Building on the style already established on Surprise, Deluxe was created as a solid rock album somewhere between 1970s classic rock and the earlier, folksier work of R.E.M. Covering diverse ground, yet never straying too far from a center of heavy guitar-driven melodies, the album’s songs are more concerned with emotional conveyance than narrative or precise lyrical images. As Drummond told the Los Angeles Times, Griffin, the group’s primary writer, “likes to leave every song open to each listener’s personal interpretation. That’s why we don’t include lyric sheets with the CD. Just one word can totally change someone else’s meaning of what a song is about.”
Critically, Better Than Ezra was in a kind of netherlands. On one hand, the band’s fairly traditional rock approach discounted them in the eyes of American independent, or “indy”, evaluators, who valued experimentation and irreverence as hallmarks of quality. On the other, the band was technically still independent and only just attaining visibility outside the realm of industry talent scouts and “Ezralites.” Nevertheless, the band gained momentum through increasing word-of-mouth buzz and touring exposure, and were approached with more and more contract offers. In late 1994, the threesome performed at the influential CMJ convention in New York City, a showcase for breaking talent. With Deluxe nearing the sizable 50,000 in sales, with no help from a major label and little advertising, it was almost inevitable that Better Than Ezra would soon invade a truly mass market.
Major Label Success
At the end of 1995, the band signed a contract with Elektra Records, which decided to re-release Deluxe, this time with a lavish advertising campaign. After the single release of the song “Good,” drawn from Deluxe, sales of the album topped half a million copies. A hastily shot video was produced for the track, and within months, Better Than Ezra had become modest celebrities. Ironically, the group was jeered by some critics and music fans who claimed that Better Than Ezra was little more than an overnight success pasted together by record companies eager to cash in on the success of alternative rock. “People who didn’t know our history thought we were just another pop hit band. Nothing could be further from the truth,” Griffin defended in a press release. “In one article we were called an ’MTV confection’ and in another we were lumped in with another bunch of bands who’d ‘never spent one day on the road in an unheated van.’” Subsequently, Better Than Ezra has been assaulted with similar criticism, despite the fact that much of the band’s success has been the result of their own hard work.

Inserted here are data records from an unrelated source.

Issue #1462, opened 2019-01-05
SAPT test suite failures on big-endian architectures


mbanck:
Psi4-1.2.1 on Debian shows several test suite failures on non-Intel hardware in the SAPT code that go like this:

```
90/140 Test #315: sapt1 ............................***Failed    7.40 sec
Traceback (most recent call last):
  File "/<<PKGBUILDDIR>>/builddir/stage/usr/bin/psi4", line 269, in <module>
    exec(content)
  File "<string>", line 53, in <module>
  File "/<<PKGBUILDDIR>>/builddir/stage/usr/lib/s390x-linux-gnu/psi4/driver/driver.py", line 492, in energy
    wfn = procedures['energy'][lowername](lowername, molecule=molecule, **kwargs)
  File "/<<PKGBUILDDIR>>/builddir/stage/usr/lib/s390x-linux-gnu/psi4/driver/procrouting/proc.py", line 3438, in run_sapt
    e_sapt = core.sapt(dimer_wfn, monomerA_wfn, monomerB_wfn)

RuntimeError: 
Fatal Error: Laplace Quadrature requested for (E_HUMO - E_LOMO)/(E_LUMO-E_HOMO) > 7.0 * 10^12, quadratures are not designed for this range.
Error occurred in file: /<<PKGBUILDDIR>>/psi4/src/psi4/lib3index/denominator.cc on line: 609
The most recent 5 function calls were:

psi::PsiException::PsiException(std::__cxx11::basic_string<char, std::char_traits<char>, std::allocator<char> >, char const*, int)

Exit Status: infile ( 1 ); autotest ( None ); sowreap ( None ); overall ( 1 )
```
See https://buildd.debian.org/status/fetch.php?pkg=psi4&arch=s390x&ver=1%3A1.2.1-2&stamp=1546705364&raw=0 for the full log.

Failing test cases from `quicktests` are `sapt1`, `sapt-dft1`, `tu5-sapt` and `pywrap-db1`, failing architectures are (so far) `s390x` and `powerpc`.

Anything I can do to investigate?

loriab:
This came to mind for failing SAPT tests: https://github.com/psi4/psi4/pull/1398/commits/05a8eacd9d3a1b34e008f4078787dc6f4cb2c64f . Main action is in the SAPT iterator destructor. Fixed a double free. Sorry for the formatting mixed in.

[...]

PR #1464, opened 2019-01-07
big endian quadrature file

loriab:
## Description
Solve #1462 by creating both big-endian and little-endian quadrature data files, then installing the proper one via cmake. Will probably fail cross-compile, but I don't know of such cases.

## Checklist
- [ ] no big endian machine to test on

## Status
- [x] Ready for review
- [x] Ready for merge


susilehtola:
What is even contained in these quadrature files? The Python source looks very short... Wouldn't it make sense to generate this on-the-fly?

At the peak of its popularity, Better Than Ezra fell back into one of its integral old patterns —extensive touring. This time, the band included Europe on its slate of American gigs, now that major label exposure allowed the band to reach an international fan-base. Although the Deluxe tour had its share of disappointments for the band, the overall experience was positive. On the road, new songs were crafted and tested out on audiences to collect for a new album. “We definitely like to try things out on the crowds…,” Drummond told Steven Batten in a Scenemagazine interview. “It gives us a good indication of if it’s good live or if people are into it.” After the tour was completed, drummer Bonnecaze decided to part ways with the band. Although Bonnecaze remained friends with the group, his resignation created a void for the rising Better Than Ezra.
Luckily, the drum slot was quickly filled by Travis McNabb, also a New Orleans denizen, whose band The Beggars had just been deserted by their record label. McNabb, who was familiar with Better Than Ezra’s music, quickly meshed with the band. “We couldn’t have asked for it to be any better. He came in and nailed the new songs,” Drummond told the Scene. “He’s a powerful drummer, but he offers a little more on the finesse side. And he’s a really nice guy. Everyone’s a lot happier now.” Unimpeded, the new trio invaded the studio in early 1996 to begin recording a new album.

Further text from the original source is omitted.